### ABOUT THIS TASK
Output every line of the material exactly.

### GIVEN DATA
PR #477, opened 2015-02-24
Makeover

steveklabnik:
I've never actually gone over Rust By Example. I'm doing to do it now, starting here, and just edit as I go.


steveklabnik:
Merging what we've got for now, will pick up more later.

examples/print/print.rs
```diff
@@ -1,25 +1,23 @@
 fn main() {
-    // `print!` is like `println!` but it doesn't add a newline at the end
-    print!("January has ");
-
-    // `{}` are placeholders for arguments that will be stringified
+    // `{}` are placeholders for arguments that will be stringified.
```
mdinger: Probably should be `{:?}` in general because otherwise things get more complicated.

steveklabnik: Sure thing, feel free to open a PR :)

examples/structure.json
```diff
@@ -2,7 +2,7 @@
   { "id": "hello", "title": "Hello World", "children": null },
   { "id": "print", "title": "Formatted print", "children": null },
   { "id": "literals", "title": "Literals and operators", "children": null },
-  { "id": "variables", "title": "Variables", "children": [
+  { "id": "variable_bindings", "title": "Variable Bindings", "children": [
```
mdinger: Just watch that the `id` stays unique. I think it's a conflict if it doesn't. Might become less of an issue when rbe transfers to `cargo test`. Then the path will probably become an examples identification.

steveklabnik: /me nods

examples/expression/statements.rs
```diff
@@ -0,0 +1,6 @@
+fn main() {
+    // statement
+    // statement
+    // statement
+    // statement
+}
```
mdinger: You mean to merge `examples/expression/statements.rs` and `examples/expression/more_statements.rs`? Kinda looks like a mistake because you inlined the examples in the file.

examples/print/print.rs
mdinger: If I get to it...

examples/expression/statements.rs
steveklabnik: oh ugh, yes, i left these in by accident because i can only have one editor per page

### RESULT OF THIS EXERCISE
PR #477, opened 2015-02-24
Makeover

steveklabnik:
I've never actually gone over Rust By Example. I'm doing to do it now, starting here, and just edit as I go.


steveklabnik:
Merging what we've got for now, will pick up more later.

examples/print/print.rs
```diff
@@ -1,25 +1,23 @@
 fn main() {
-    // `print!` is like `println!` but it doesn't add a newline at the end
-    print!("January has ");
-
-    // `{}` are placeholders for arguments that will be stringified
+    // `{}` are placeholders for arguments that will be stringified.
```
mdinger: Probably should be `{:?}` in general because otherwise things get more complicated.

steveklabnik: Sure thing, feel free to open a PR :)

examples/structure.json
```diff
@@ -2,7 +2,7 @@
   { "id": "hello", "title": "Hello World", "children": null },
   { "id": "print", "title": "Formatted print", "children": null },
   { "id": "literals", "title": "Literals and operators", "children": null },
-  { "id": "variables", "title": "Variables", "children": [
+  { "id": "variable_bindings", "title": "Variable Bindings", "children": [
```
mdinger: Just watch that the `id` stays unique. I think it's a conflict if it doesn't. Might become less of an issue when rbe transfers to `cargo test`. Then the path will probably become an examples identification.

steveklabnik: /me nods

examples/expression/statements.rs
```diff
@@ -0,0 +1,6 @@
+fn main() {
+    // statement
+    // statement
+    // statement
+    // statement
+}
```
mdinger: You mean to merge `examples/expression/statements.rs` and `examples/expression/more_statements.rs`? Kinda looks like a mistake because you inlined the examples in the file.

examples/print/print.rs
mdinger: If I get to it...

examples/expression/statements.rs
steveklabnik: oh ugh, yes, i left these in by accident because i can only have one editor per page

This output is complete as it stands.